#### Work to be completed
Write out the data below exactly, from its first line to the line containing "With regards to", that line included.

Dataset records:

'''

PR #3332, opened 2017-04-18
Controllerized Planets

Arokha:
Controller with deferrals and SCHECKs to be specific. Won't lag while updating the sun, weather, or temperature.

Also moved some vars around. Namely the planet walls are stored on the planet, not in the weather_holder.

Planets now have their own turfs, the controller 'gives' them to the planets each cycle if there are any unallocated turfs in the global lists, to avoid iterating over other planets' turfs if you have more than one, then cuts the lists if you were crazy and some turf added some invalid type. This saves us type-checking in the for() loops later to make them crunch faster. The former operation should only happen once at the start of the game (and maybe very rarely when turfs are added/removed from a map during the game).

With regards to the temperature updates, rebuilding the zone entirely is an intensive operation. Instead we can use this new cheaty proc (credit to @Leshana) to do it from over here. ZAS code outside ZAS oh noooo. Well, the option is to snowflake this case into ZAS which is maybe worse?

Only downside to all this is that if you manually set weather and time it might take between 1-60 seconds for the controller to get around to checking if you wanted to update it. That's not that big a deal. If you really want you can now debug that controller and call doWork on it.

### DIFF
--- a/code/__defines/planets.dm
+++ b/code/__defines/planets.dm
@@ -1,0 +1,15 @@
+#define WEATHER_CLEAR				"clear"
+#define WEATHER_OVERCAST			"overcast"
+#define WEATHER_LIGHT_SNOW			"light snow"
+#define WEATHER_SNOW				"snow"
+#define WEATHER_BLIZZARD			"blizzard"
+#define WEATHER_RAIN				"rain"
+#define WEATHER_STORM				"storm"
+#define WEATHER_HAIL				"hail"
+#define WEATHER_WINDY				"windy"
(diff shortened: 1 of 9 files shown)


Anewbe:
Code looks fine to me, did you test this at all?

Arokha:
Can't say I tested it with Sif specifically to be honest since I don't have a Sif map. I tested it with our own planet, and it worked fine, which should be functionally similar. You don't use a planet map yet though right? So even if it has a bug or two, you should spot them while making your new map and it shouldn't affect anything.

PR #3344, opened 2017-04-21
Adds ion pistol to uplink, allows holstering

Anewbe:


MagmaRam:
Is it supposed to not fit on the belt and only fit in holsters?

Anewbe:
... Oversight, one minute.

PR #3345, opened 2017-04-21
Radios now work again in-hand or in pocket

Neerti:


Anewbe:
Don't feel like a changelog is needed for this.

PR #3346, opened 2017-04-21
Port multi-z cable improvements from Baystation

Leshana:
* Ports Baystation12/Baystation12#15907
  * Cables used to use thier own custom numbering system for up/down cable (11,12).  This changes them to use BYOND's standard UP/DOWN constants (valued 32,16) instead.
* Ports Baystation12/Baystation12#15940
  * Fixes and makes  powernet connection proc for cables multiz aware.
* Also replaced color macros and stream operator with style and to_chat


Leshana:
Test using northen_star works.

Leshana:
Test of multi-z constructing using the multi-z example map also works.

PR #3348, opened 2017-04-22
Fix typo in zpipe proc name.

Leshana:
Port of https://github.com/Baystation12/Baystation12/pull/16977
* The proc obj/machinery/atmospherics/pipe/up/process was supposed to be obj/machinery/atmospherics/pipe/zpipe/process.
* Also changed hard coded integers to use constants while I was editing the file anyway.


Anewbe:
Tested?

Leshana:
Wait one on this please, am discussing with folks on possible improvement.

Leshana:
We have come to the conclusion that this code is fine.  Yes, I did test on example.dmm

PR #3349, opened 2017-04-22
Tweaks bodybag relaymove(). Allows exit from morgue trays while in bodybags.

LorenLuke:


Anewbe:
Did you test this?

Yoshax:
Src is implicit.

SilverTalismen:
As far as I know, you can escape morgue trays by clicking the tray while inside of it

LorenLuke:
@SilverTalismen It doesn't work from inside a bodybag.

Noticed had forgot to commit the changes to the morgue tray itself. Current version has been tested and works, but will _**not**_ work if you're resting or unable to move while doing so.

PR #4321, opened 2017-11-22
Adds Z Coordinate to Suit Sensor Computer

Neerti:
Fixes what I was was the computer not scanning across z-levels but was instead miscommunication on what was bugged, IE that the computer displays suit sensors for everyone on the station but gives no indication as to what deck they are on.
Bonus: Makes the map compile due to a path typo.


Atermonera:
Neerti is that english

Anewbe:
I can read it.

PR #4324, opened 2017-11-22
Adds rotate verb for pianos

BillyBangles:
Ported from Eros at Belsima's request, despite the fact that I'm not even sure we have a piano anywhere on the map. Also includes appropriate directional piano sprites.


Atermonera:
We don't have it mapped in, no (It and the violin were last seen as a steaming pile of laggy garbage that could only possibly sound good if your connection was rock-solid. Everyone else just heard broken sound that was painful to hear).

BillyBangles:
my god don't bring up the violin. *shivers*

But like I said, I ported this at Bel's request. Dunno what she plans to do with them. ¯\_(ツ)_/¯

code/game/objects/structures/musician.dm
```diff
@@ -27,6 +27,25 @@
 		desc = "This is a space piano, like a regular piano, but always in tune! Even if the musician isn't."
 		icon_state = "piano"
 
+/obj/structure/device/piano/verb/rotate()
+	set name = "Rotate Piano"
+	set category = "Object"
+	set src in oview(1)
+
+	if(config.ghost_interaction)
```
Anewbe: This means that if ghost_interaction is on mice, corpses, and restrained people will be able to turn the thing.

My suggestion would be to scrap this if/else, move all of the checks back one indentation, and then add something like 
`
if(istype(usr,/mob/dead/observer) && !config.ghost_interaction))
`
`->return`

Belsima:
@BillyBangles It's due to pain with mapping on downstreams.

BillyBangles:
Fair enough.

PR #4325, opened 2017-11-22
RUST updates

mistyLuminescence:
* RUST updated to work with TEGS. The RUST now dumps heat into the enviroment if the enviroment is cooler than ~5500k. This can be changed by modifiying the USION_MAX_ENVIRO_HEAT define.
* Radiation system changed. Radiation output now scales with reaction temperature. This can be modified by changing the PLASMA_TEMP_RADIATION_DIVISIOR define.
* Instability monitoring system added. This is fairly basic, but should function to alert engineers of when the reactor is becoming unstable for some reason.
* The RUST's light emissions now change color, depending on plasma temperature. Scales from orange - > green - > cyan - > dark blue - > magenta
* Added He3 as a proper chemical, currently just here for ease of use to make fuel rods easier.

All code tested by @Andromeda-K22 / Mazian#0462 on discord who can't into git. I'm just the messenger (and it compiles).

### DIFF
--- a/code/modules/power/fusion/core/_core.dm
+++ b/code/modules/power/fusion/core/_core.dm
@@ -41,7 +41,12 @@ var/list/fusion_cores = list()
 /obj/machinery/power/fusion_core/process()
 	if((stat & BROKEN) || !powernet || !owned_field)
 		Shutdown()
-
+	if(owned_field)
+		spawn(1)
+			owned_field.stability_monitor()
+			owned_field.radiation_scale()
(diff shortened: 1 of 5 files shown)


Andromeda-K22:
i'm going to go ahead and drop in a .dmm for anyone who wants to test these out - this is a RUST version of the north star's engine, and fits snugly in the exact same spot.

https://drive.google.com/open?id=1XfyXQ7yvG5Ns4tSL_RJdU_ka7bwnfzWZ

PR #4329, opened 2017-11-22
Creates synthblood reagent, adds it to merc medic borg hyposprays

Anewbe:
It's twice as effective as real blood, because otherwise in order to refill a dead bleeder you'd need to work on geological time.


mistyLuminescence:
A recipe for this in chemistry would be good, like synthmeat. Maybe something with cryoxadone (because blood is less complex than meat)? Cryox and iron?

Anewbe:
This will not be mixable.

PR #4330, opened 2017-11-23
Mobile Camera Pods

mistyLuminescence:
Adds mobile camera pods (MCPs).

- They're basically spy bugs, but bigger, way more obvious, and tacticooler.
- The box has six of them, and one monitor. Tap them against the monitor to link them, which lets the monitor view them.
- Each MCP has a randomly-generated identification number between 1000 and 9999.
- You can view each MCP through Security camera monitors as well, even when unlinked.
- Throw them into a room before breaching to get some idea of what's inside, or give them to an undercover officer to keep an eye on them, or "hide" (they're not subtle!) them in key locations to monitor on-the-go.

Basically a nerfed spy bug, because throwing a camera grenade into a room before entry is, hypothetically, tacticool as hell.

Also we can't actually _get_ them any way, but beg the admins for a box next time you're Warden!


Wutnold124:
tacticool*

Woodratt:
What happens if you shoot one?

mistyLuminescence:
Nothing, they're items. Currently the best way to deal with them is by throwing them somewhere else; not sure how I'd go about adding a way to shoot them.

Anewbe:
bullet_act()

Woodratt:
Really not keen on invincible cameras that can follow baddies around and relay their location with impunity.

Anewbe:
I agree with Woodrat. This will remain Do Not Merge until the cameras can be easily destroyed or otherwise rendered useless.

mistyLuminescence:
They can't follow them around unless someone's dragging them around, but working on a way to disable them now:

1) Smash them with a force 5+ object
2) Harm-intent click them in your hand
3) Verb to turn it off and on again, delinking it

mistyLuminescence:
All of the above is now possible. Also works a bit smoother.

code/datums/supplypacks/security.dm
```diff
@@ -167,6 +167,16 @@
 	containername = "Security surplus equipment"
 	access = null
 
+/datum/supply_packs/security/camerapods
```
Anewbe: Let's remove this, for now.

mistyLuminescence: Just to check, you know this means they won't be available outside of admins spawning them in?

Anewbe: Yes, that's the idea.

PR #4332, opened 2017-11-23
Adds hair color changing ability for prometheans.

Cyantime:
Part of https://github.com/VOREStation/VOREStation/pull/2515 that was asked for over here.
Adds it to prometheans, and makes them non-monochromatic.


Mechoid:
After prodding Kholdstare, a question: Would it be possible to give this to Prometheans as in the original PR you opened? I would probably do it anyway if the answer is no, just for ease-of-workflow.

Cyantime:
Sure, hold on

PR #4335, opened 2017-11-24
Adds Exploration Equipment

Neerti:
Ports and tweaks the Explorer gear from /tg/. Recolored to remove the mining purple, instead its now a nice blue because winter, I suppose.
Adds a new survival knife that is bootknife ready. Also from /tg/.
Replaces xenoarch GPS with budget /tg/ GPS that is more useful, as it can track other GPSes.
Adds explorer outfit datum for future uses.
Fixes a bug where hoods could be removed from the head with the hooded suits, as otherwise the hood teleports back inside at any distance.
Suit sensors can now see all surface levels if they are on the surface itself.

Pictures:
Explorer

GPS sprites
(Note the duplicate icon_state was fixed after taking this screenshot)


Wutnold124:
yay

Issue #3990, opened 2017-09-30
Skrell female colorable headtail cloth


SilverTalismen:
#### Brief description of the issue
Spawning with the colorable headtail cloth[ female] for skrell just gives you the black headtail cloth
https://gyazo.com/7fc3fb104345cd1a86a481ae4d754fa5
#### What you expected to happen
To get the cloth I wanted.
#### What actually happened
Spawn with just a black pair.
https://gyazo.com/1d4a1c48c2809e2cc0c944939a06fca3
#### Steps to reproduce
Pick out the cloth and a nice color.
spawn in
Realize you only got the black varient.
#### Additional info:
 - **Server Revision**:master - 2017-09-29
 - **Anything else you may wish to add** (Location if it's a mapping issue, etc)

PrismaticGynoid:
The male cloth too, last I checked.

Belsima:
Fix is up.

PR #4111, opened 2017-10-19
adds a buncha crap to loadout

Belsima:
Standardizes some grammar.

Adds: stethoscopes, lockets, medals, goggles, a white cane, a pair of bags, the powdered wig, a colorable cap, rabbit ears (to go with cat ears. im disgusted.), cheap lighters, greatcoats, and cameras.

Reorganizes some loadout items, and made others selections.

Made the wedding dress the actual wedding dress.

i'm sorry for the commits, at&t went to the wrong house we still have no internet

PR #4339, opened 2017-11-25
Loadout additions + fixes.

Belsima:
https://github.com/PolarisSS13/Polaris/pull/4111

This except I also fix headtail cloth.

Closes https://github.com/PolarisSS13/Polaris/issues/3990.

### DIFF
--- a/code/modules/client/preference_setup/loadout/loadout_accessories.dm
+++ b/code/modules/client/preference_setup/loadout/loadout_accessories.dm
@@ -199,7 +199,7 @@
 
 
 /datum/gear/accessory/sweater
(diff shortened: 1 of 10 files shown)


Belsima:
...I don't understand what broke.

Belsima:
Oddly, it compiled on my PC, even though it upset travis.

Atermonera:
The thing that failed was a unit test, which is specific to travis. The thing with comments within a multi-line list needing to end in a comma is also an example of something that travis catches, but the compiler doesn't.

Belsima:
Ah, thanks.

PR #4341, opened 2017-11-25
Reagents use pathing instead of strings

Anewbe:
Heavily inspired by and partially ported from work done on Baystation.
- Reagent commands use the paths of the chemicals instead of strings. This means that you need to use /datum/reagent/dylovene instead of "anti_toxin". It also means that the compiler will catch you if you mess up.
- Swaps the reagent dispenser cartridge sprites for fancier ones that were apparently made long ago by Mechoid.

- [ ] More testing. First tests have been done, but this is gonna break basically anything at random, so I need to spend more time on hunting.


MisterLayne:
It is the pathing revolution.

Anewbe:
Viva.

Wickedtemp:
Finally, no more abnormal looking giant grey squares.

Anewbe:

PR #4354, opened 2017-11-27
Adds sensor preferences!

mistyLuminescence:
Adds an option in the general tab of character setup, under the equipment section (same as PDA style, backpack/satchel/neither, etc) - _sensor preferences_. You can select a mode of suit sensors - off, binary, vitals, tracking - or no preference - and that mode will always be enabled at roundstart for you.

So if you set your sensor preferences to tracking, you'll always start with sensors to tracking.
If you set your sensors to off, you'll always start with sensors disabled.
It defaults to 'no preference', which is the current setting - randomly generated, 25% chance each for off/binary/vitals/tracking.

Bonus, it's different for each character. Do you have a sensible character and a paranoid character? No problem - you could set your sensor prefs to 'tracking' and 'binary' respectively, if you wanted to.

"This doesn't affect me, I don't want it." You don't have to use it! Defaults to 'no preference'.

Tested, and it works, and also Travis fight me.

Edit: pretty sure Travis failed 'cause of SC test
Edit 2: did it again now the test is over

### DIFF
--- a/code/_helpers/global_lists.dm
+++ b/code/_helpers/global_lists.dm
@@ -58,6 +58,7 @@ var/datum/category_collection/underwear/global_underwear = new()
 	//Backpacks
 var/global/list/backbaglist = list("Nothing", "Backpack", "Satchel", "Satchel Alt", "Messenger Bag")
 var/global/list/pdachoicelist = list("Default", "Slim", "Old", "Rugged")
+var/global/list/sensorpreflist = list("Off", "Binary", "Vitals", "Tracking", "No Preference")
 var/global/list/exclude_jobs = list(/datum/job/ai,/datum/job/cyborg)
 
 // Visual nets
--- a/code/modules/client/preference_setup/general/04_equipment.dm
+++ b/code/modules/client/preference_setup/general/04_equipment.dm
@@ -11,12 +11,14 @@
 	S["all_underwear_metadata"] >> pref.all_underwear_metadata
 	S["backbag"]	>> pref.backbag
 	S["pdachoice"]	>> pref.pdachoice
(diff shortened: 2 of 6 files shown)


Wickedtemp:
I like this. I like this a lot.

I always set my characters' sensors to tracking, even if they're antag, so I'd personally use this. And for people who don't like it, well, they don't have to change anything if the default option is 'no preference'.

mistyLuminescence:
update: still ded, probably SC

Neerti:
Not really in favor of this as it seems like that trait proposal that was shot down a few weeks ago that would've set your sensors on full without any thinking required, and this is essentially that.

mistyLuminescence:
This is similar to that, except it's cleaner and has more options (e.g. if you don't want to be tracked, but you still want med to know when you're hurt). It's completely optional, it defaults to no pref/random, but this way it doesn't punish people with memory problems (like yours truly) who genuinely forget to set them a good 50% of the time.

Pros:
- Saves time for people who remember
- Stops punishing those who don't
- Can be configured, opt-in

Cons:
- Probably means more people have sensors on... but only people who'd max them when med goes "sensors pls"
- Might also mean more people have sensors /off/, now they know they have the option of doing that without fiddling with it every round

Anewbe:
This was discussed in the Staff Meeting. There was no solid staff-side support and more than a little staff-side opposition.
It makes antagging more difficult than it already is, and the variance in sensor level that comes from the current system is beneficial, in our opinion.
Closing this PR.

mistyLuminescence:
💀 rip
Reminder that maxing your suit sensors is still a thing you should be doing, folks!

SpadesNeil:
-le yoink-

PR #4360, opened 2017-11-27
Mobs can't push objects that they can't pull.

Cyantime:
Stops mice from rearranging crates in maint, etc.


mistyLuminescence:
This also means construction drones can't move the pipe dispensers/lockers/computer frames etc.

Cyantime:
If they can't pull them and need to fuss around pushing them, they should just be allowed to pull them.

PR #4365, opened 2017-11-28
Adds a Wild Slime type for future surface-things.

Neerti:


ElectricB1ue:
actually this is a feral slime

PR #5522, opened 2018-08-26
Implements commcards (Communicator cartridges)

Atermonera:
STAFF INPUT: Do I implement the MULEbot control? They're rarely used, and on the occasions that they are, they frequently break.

'''

#### Reply to the exercise
PR #3332, opened 2017-04-18
Controllerized Planets

Arokha:
Controller with deferrals and SCHECKs to be specific. Won't lag while updating the sun, weather, or temperature.

Also moved some vars around. Namely the planet walls are stored on the planet, not in the weather_holder.

Planets now have their own turfs, the controller 'gives' them to the planets each cycle if there are any unallocated turfs in the global lists, to avoid iterating over other planets' turfs if you have more than one, then cuts the lists if you were crazy and some turf added some invalid type. This saves us type-checking in the for() loops later to make them crunch faster. The former operation should only happen once at the start of the game (and maybe very rarely when turfs are added/removed from a map during the game).

With regards to the temperature updates, rebuilding the zone entirely is an intensive operation. Instead we can use this new cheaty proc (credit to @Leshana) to do it from over here. ZAS code outside ZAS oh noooo. Well, the option is to snowflake this case into ZAS which is maybe worse?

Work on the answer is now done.